§ Collected data entries

PR #5823, opened 2018-08-02
Fix pathname in SearchFilters

### LINKED ISSUE #5822: Filtering is not working for Search Tools
Steps to reproduce:
1.Go to AMO Stage and from "More" dropdown menu, select Search Tools
2.Try to apply any filter from the "Filter Results" section

Expected results:
All filters are working

Actual results:
No filter is applied for Search Tools

NOTES:
Not reproducible in Prod
Not reproducible when filtering themes or extensions
 
Please see a video with the bug: 
searchfilter

willdurand:
Fix #5822

---

I reverted some changes made in #5652 (RRv4 upgrade) because that's the
root cause of #5822. The `SearchFilters` must navigate to the search
page from the "search tools" page.

### DIFF
--- a/tests/unit/amo/components/TestSearchFilters.js
+++ b/tests/unit/amo/components/TestSearchFilters.js
@@ -25,18 +25,19 @@ import {
 describe(__filename, () => {
   let fakeHistory;
 
-  function render({
-    filters = {},
-    pathname = '/en-US/android/search/',
-    ...props
-  } = {}) {
+  function render({ filters = {}, pathname = '/search/', ...props } = {}) {
     const errorHandler = createStubErrorHandler();
     const { store } = dispatchClientMetadata();
 
     store.dispatch(searchStart({ errorHandlerId: errorHandler.id, filters }));
 
     return shallowUntilTarget(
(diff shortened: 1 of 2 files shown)


tests/unit/amo/components/TestSearchFilters.js
```diff
@@ -25,18 +25,19 @@ import {
 describe(__filename, () => {
   let fakeHistory;
 
-  function render({
-    filters = {},
-    pathname = '/en-US/android/search/',
-    ...props
-  } = {}) {
+  function render({ filters = {}, pathname = '/search/', ...props } = {}) {
```
muffinresearch: Is there a reason for removing the clientApp and lang from pathname here?

willdurand: Yes, this prop name is a bit misleading: it is a developer-defined prop called pathname, not the pathname from the routing layer. It should be called something like "the last part of the pathname".

It is supplied via the `Search` component, which defines the default value:  https://github.com/mozilla/addons-frontend/blob/82c44dad7d818dadc60d17e9b93e88088edd4779/src/amo/components/Search/index.js#L69

PR #5826, opened 2018-08-02
Use Pino for logging

### LINKED ISSUE #2423: Unify logging
I'm not sure how much value there is in special server vs client-side logging. 

Let's decide whether this is still needed and consolidate on a single logging solution that works the same in node and browsers.

This is best done after the change to use Jest.

willdurand:
Fix #2423

---

Use `pino` instead of bunyan.

I think we should do something to the `logRequests()` middleware because
it makes everything unreadable in the server logs... I don't think we
need to log both the full `req` and `res` objects. => changed to `log.debug()`

~~I added the ability to disable logging _via_ the config, which is useful
for the test suite :)~~


willdurand:
`yarn.lock` conflicts but that's not an issue.

src/core/client/logger.js
```diff
@@ -1,58 +0,0 @@
...
-  const app = `[${appName}]`;
-
-  if (_function.prototype.bind) {
-    consoleFunc = _function.prototype.bind.call(
-      consoleMethod,
-      _consoleObj,
-      app,
-    );
-  } else {
-    // Fallback for IE < 10;
```
kumar303: Do you know what browsers pino supports? I can't find anything definitive on their readme.

config/test.js
```diff
@@ -6,4 +6,5 @@ module.exports = {
   allowErrorSimulation: true,
   enableClientConsole: true,
   isDeployed: false,
+  enableLogging: false,
```
kumar303: I don't think this is helpful because you can already run the tests with `yarn test --silent`.

I would rather [patch up Jest](https://github.com/facebook/jest/issues/4156) to expose its DefaultReporter so we can write a reporter that only shows logging for failing tests.

src/core/client/logger.js
willdurand: heh, looks like IE 10 might not work: https://github.com/pinojs/pino/issues/311.

config/test.js
willdurand: oh really? ok, let's remove it then.

src/core/client/logger.js
willdurand: I think it works for IE10 and more: https://github.com/pinojs/pino/pull/323, which looks ok to me (according to Analytics, we had 0.36% users on Internet Explorer from January 1st, 2018).

willdurand:
> I no longer see debug messages in the client (example). Could you put back the debug messages? It would be great if the log level was configurable. After that, we could turn off debug messages by default. I still want to see them when I need them, though.

ahm, default level is `info` indeed. Let's use `debug`. How would you like to configure the level? `config/*`? Also, I guess this has changed because the current client logger was homemade, right?

> As for the logRequests() middleware, could we switch this to log.debug() so that it's hidden by default? I think that would be nice.

Yep, I can do that (although I wrote https://github.com/willdurand/pino-devtools and this is nicely displayed now).

kumar303:
> How would you like to configure the level? `config/*`? 

Yes, I just meant in the config files.

> ... I wrote https://github.com/willdurand/pino-devtools and this is nicely displayed now

That's cool! I would like to use that. In the screenshot I see `<no message> Object { req: {...}, res: {...}...` This is nicer because it's shorter but this still looks like noise to me. It's not so helpful. We might as well make those `debug` messages.

bin/proxy.js
```diff
@@ -4,15 +4,13 @@ const fs = require('fs');
...
 const config = require('config');
 const cookie = require('cookie');
 const httpProxy = require('http-proxy');
+const pino = require('pino');
 
-const log = bunyan.createLogger({
-  name: 'proxy',
-  app: config.get('appName'),
-  serializers: bunyan.stdSerializers,
+const log = pino({
```
kumar303: Could you pass `level` here from the config?

I think it might be better to change the [request logging](https://github.com/mozilla/addons-frontend/blob/0e9d837c326c446145959607704ed9f68899690a/bin/proxy.js#L63) to a debug message. What do you think?

src/core/middleware/logRequests.js
```diff
@@ -7,5 +7,5 @@ export function logRequests(req, res, next) {
   next();
   const finish = new Date();
   const elapsed = finish - start;
-  log.info({ req, res, start, finish, elapsed });
+  log.debug({ req, res, start, finish, elapsed });
```
kumar303: 🌈 

When you actually turn on debug, though, the server log is pretty much useless. Ha. I am really not sure about this middleware.

bin/proxy.js
willdurand: > I think it might be better to change the request logging to a debug message. What do you think?

@kumar303 I like to have those logs, I read them often. We could switch them to `debug`, but then we should probably have `loggingLevel: 'debug'` for the `development` env?

willdurand: I decided to turn the debug logs on in `development` because it keeps compatibility with the current behavior and it really makes sense to have such logs in development. Otherwise, we'll never seen/read them, never. And I'd be mad if I had to restart the server to read a debug log.

kumar303: > I like to have those logs, I read them often

OK, I was on the fence about it. Let's keep them as `info`.

> I decided to turn the debug logs on in development because it keeps compatibility with the current behavior

Sure. I find it a bit noisy so I'll probably set it to `info` locally and see how it goes.

> I'd be mad if I had to restart the server to read a debug log.

That's the age old logging problem 😁 I find that *most* bugs are reproducible so I don't mind switching into debug mode only when needed. For that one time the bug is not reproducible it will be annoying, yes.

PR #5827, opened 2018-08-02
[l10n][az] Machine translation for AMO Frontend (manually verified)

mastizada:
Machine Translation of locale files for Azerbaijani locale.

App matches already translated strings in other projects in Pontoon and when match is 100% adds it to the po file.

All translations are manually verified.


mastizada:
Only nodejs related test failed, must be something is broken in app. Django related tests (po is related to django) passed.

kumar303:
Sorry about the error in TravisCI. This is unrelated and has been fixed on the master branch.

Thanks for your patch.

Issue #5832, opened 2018-08-02
Add saga and reducer for add-on star rating summaries


kumar303:
We need a saga to fetch star rating summaries and a reducer for storing them. This will support https://github.com/mozilla/addons-frontend/issues/5437

Issue #5437, opened 2018-06-27
Show star rating breakdown on detail page


pwalm:
Show the star rating breakdown at the top of the detail page. Example:
<img width="1005" alt="screen shot 2018-06-27 at 11 28 25 am" src="https://user-images.githubusercontent.com/6797635/41992487-715053b6-79fd-11e8-9892-ca2a1ed29c88.png">

Spec:
<img width="1507" alt="screen shot 2018-06-27 at 11 28 32 am" src="https://user-images.githubusercontent.com/6797635/41992495-76964d26-79fd-11e8-84b6-11dff1a40ef6.png">

ioanarusiczki:
I filed https://github.com/mozilla/addons-frontend/issues/5846 and https://github.com/mozilla/addons-frontend/issues/5847 for the scenarios when the user cancels the given rating.

@kumar303 What I've noticed about the layout:
- the spec above mentioned a Fira Sans-Regular font, I have with Inspector a font-family: Fira Sans,sans-serif font (Could be the same but I'm not sure)
- the spec mentioned 15 px font size for the Ratingsbystar-count, I see it as 14 px with Inspector
- the length of the bar is 315.45 px and I see above that it should have 306px

font size
![font size](https://user-images.githubusercontent.com/33448286/43781955-d318e8ae-9a66-11e8-9b89-48e5f3ea882d.png)
bar lenght
![lenght of the bar](https://user-images.githubusercontent.com/33448286/43781825-808c781c-9a66-11e8-8c66-f6770ba0af70.png)


Verified on AMO dev with FF61(Win10 & Android 8.0).

kumar303:
Thanks for the detailed observations. I don't think any new issues are needed. Here are some responses:

> the spec above mentioned a Fira Sans-Regular font, I have with Inspector a font-family: Fira Sans,sans-serif font

Yep, they're the same. This is the default font we already use on the site.

> the spec mentioned 15 px font size for the Ratingsbystar-count, I see it as 14 px with Inspector

I chose 14px because it is the closest standard font size [we already have](https://github.com/mozilla/addons-frontend/blob/f3efa1158a7e0b9f36d36e25b378bd4abb19a827/src/core/css/inc/vars.scss#L21). I filed https://github.com/mozilla/addons-frontend/issues/5866 to update font sizes.

> the length of the bar is 315.45 px and I see above that it should have 306px

[...]

Issue #4529, opened 2018-03-09
New add-on version will not display a user rating/review assigned to a previous version


AlexandraMoga:
STR:

1. Log in to AMO and pick an extension to view its details page
2. Write a review for this add-on and make sure your review is posted
3. Submit a new version for this extension and approve it
4. Go to add-on details page again and check the rating section

Actual result:
There is no record of a previous rating left by your user (stars are not colored)

Expected result:
A user rating assigned to a previous version should not be cleared when a new add-on version is submitted (stars should be colored)

Notes: 
- if the user goes to add-on reviews page, he can see that a review he previously posted is listed
- reproduced on all AMO servers with FF58 WIn10x64 and Android 7.0

![image](https://user-images.githubusercontent.com/31961530/37215496-c2c75b6a-23c0-11e8-8b68-173a326886d4.png)

![image](https://user-images.githubusercontent.com/31961530/37215331-5464241e-23c0-11e8-8e68-779c5193e42a.png)

muffinresearch:
@jvillalobos is this expected/by design?

jvillalobos:
No, we shouldn't be filtering ratings by version.

bobsilverberg:
I'm not sure how we should address this. We currently record ratings/reviews for a particular add-on version. Is this issue suggesting that we want to stop doing that, and only have one review per add-on per user (i.e., not one review per version)? 

@jvillalobos @kumar303

jvillalobos:
> only have one review per add-on per user (i.e., not one review per version)?

That's what I think we should do, yes.

bobsilverberg:
I think this will mostly need to be dealt with on the back end then, although our code will have to change to not submit/request a version any longer.

@diox What do you think?

kumar303:
The backend API is designed for one review per version. We may be able to workaround this structure on the frontend, I'm not sure.

kumar303:
Related: we have some dead code that used to support the case of editing a review for a previous version. It no longer works and is not covered by any tests. https://codecov.io/gh/mozilla/addons-frontend/src/76640e28035b1581096b49ac6064cef37635ad4f/src/amo/components/RatingManager/index.js#L129

Fixing the code I pasted up above is not trivial. I'm just posting it here for reference.

bobsilverberg:
I think it would be best to deal with it on the backend, which is why I pinged @diox. If we have to deal with it on the frontend we might be able to do that, but we should investigate a backend fix first, imo.

[...]

PR #5833, opened 2018-08-02
Add saga and reducer for add-on star rating summaries

kumar303:
Fixes https://github.com/mozilla/addons-frontend/issues/5832

I envision that this will be used in a new `RatingSummary` component (see https://github.com/mozilla/addons-frontend/issues/5437). It will first check for rating summaries in state and then dispatch an action to fetch them if they don't exist.

Docs on the API for star rating summaries: http://addons-server.readthedocs.io/en/latest/topics/api/ratings.html#list-ratings


src/amo/reducers/reviews.js
```diff
@@ -81,6 +85,9 @@ export type ReviewsState = {|
     // or null if one does not exist yet.
     [userIdAddonIdVersionId: string]: number | null,
   },
+  ratingSummary: {
+    [addonId: string]: RatingSummaryType,
```
willdurand: Why would `addonId` become a string here? It has been typed as `number` in `FetchRatingSummaryParams`.

src/amo/sagas/reviews.js
```diff
@@ -60,6 +69,41 @@ function* fetchReviews({
   }
 }
 
+function* fetchRatingSummary({
+  payload: { errorHandlerId, addonId },
+}: FetchRatingSummaryAction): Generator<any, any, any> {
```
willdurand: Why is Flow not complaining here? `type` is required in the `FetchRatingSummaryAction` definition.

src/amo/reducers/reviews.js
```diff
@@ -255,8 +269,10 @@ type ReviewActionType =
   | SetAddonReviewsAction
   | SetInternalReviewAction
   | SetLatestReviewAction
+  | SetRatingSummaryAction
   | SetReviewAction
   | SetReviewReplyAction
+  | SetUserReviewsAction
```
willdurand: 🔥

tests/unit/amo/sagas/testReviews.js
```diff
@@ -354,11 +434,10 @@ describe(__filename, () => {
 
       _fetchUserReviews();
 
-      const errorAction = errorHandler.createErrorAction(error);
-      await sagaTester.waitFor(errorAction.type);
+      const expectedAction = errorHandler.createErrorAction(error);
+      const action = await sagaTester.waitFor(expectedAction.type);
```
willdurand: that's cool!

src/amo/reducers/reviews.js
```diff
@@ -244,6 +252,12 @@ export const addReviewToState = ({
       // This will trigger a refresh from the server.
       [review.userId]: undefined,
     },
+    ratingSummary: {
+      ...state.ratingSummary,
+      // When adding a new rating, reset the cache of rating summaries.
+      // This will trigger a refresh from the server.
+      [review.addonId]: undefined,
```
rebmullin: I am just trying to understand this ...so here you set to undefined and then you update this below in 'SET_RATING_SUMMARY'? this forces any update to update this immediately?

src/amo/reducers/reviews.js
```diff
@@ -91,6 +98,7 @@ export const initialState: ReviewsState = {
   byId: {},
   byUserId: {},
   latestUserReview: {},
+  ratingSummary: {},
```
rebmullin: I am just thinking if this name would be clearer maybe with the name groupedRatings (just to have consistency with the api.?)... or maybe ratingTotals..?

src/amo/actions/reviews.js
```diff
@@ -132,6 +135,50 @@ export function fetchReviews({
...
+  errorHandlerId: string,
+|};
+
+export type FetchRatingSummaryAction = {|
+  type: typeof FETCH_RATING_SUMMARY,
+  payload: FetchRatingSummaryParams,
+|};
+
+export function fetchRatingSummary({
+  addonId,
```
rebmullin: I see in the api docs, that this could this be addon slug. I am wondering if this could be an alternate arg to pass in or does that make it too messy (I do see you use this addonId as a key in some places)? Just wondering : )

src/amo/sagas/reviews.js
```diff
@@ -60,6 +69,41 @@ function* fetchReviews({
...
+  const errorHandler = createErrorHandler(errorHandlerId);
+  try {
+    const state = yield select(getState);
+
+    const params: GetReviewsParams = {
+      addon: addonId,
+      apiState: state.api,
+      show_grouped_ratings: true,
```
rebmullin: I see in the api, it has a version number. Will we ever need that here? 

also, as far as I could tell, this is only in the api v4. So there is that dependency on upgrading in order to use this?

tests/unit/amo/reducers/testReviews.js
```diff
@@ -891,5 +892,81 @@ describe(__filename, () => {
       const state = addReviewToState({ state: prevState, review });
       expect(state.byUserId[userId]).not.toBeDefined();
     });
+
+    it('resets ratingSummary when adding a new rating', () => {
```
rebmullin: It seems like it should but just double checking that this will cover updating a rating too?

tests/unit/amo/reducers/testReviews.js
```diff
@@ -891,5 +892,81 @@ describe(__filename, () => {
...
+        setRatingSummary({
+          addonId,
+          summary,
+        }),
+      );
+
+      expect(state.ratingSummary[addonId]).toEqual(summary);
+    });
+
+    it('preserves existing rating summaries', () => {
```
rebmullin: does each version have it's own summary too? No, right?

tests/unit/amo/sagas/testReviews.js
```diff
@@ -102,10 +103,95 @@ describe(__filename, () => {
...
+    const ratingSummaryResponse = (
+      summary = {
+        1: 0,
+        2: 0,
+        3: 0,
+        4: 0,
+        5: 0,
+      },
+    ) => {
+      // When requesting with show_grouped_ratings=true, a specical
```
rebmullin: nit: specical => special

tests/unit/amo/reducers/testReviews.js
rebmullin: actually it might but not sure if there is a use case for this..?

src/amo/reducers/reviews.js
kumar303: This was weird. I did get a Flow error (but not before?). I think the error only popped up when I added a new switch case. Maybe this needed the [`default: (action: empty;)` syntax](https://flow.org/en/docs/react/redux/#toc-typing-redux-reducers) which I never fully understood. We don't use it.

tests/unit/amo/sagas/testReviews.js
kumar303: It's [undocumented](https://github.com/wix/redux-saga-tester/pull/49). Sigh. We should probably do a sweep and convert all the old saga test suites. A lot of them are already using it.

willdurand: Yep, and probably fork and maintain our own `SagaTester` lib...

src/amo/sagas/reviews.js
kumar303: This API endpoint is a bit overloaded. We don't need to filter by version to get the grouped ratings.

I tested the v3 endpoint and it works. We should probably figure out if we can upgrade to v4 soon. We probably can.

tests/unit/amo/reducers/testReviews.js
kumar303: Ah, yes, I forgot that. Thanks.

tests/unit/amo/reducers/testReviews.js
kumar303: Hmm, I need to think about that for a minute.

kumar303: It is correct as is.

See https://github.com/mozilla/addons-frontend/issues/4529#issuecomment-400836661:

"we shouldn't be filtering ratings by version."

Good question. I always get confused when I think of this because the old site was way more complicated.

kumar303: > does each version have it's own summary too?

btw, the answer to this is technically yes because you can make a request to the API endpoint with `version=N` and you'll only get ratings submitted for that version.

src/amo/reducers/reviews.js
kumar303: Whoops, I suppose it should be `number` then. Object keys can only be [strings or symbols](https://stackoverflow.com/questions/6066846/keys-in-javascript-objects-can-only-be-strings) (which we don't use) so Flow doesn't really care if we make it `number` or `string` here. It will always end up as a string. You're right, though; the input should always be a number.

src/amo/sagas/reviews.js
kumar303: This is just destructor syntax. It is safe and acceptable to only partially destruct an object.

src/amo/sagas/reviews.js
```diff
@@ -60,6 +69,41 @@ function* fetchReviews({
   }
 }
 
+function* fetchRatingSummary({
+  payload: { errorHandlerId, addonId },
+}: FetchRatingSummaryAction): Generator<any, any, any> {
+  const errorHandler = createErrorHandler(errorHandlerId);
+  try {
+    const state = yield select(getState);
```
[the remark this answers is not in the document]
kumar303: I don't think the grouped ratings have a hard dependency on review objects. You could render grouped ratings without a review object.

Or did I misunderstand?

Enforcing data dependencies in Redux can be tricky. If we need access to data from another part of the state (say, `userId`) we typically would require it in the initial action.

src/amo/reducers/reviews.js
kumar303: The pattern we strive for looks like this:

1. When the forthcoming `RatingSummary` component is constructing, it checks `reviewState.ratingSummary[addonId]`
2. If the value is `undefined`, it dispatches `fetchRatingSummary()` and renders a loading screen
3. If the value is **not** `undefined`, it renders the data

The line you commented on is the reducer for `setRating()` or `setInternalRating()`. Those are both actions for creating or modifying a rating. Whenever that happens, we reset the `ratingSummary` so that `RatingSummary` knows to re-fetch it from the API. It keeps us in sync with the API.

If you ever see something that isn't following this pattern, it probably needs fixing.

We had to get creative in the past to work around stale API caching but those days should hopefully be over. The API has evolved.

src/amo/sagas/reviews.js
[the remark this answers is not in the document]
rebmullin: oh? maybe I misunderstood..? okay, I thought it was a part of reviews..

Ok that makes sense..to do the ck the initial action.

src/amo/reducers/reviews.js
rebmullin: cool, thanks for breaking it down : )

kumar303:
Thanks for the reviews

§ Work to complete
Your answer must be the lines above from the one containing "1.Go to AMO" to the one containing "willdurand: Yes, this", both included, restated word for word.

§ Solution
1.Go to AMO Stage and from "More" dropdown menu, select Search Tools
2.Try to apply any filter from the "Filter Results" section

Expected results:
All filters are working

Actual results:
No filter is applied for Search Tools

NOTES:
Not reproducible in Prod
Not reproducible when filtering themes or extensions
 
Please see a video with the bug: 
searchfilter

willdurand:
Fix #5822

---

I reverted some changes made in #5652 (RRv4 upgrade) because that's the
root cause of #5822. The `SearchFilters` must navigate to the search
page from the "search tools" page.

### DIFF
--- a/tests/unit/amo/components/TestSearchFilters.js
+++ b/tests/unit/amo/components/TestSearchFilters.js
@@ -25,18 +25,19 @@ import {
 describe(__filename, () => {
   let fakeHistory;
 
-  function render({
-    filters = {},
-    pathname = '/en-US/android/search/',
-    ...props
-  } = {}) {
+  function render({ filters = {}, pathname = '/search/', ...props } = {}) {
     const errorHandler = createStubErrorHandler();
     const { store } = dispatchClientMetadata();
 
     store.dispatch(searchStart({ errorHandlerId: errorHandler.id, filters }));
 
     return shallowUntilTarget(
(diff shortened: 1 of 2 files shown)


tests/unit/amo/components/TestSearchFilters.js
```diff
@@ -25,18 +25,19 @@ import {
 describe(__filename, () => {
   let fakeHistory;
 
-  function render({
-    filters = {},
-    pathname = '/en-US/android/search/',
-    ...props
-  } = {}) {
+  function render({ filters = {}, pathname = '/search/', ...props } = {}) {
```
muffinresearch: Is there a reason for removing the clientApp and lang from pathname here?

willdurand: Yes, this prop name is a bit misleading: it is a developer-defined prop called pathname, not the pathname from the routing layer. It should be called something like "the last part of the pathname".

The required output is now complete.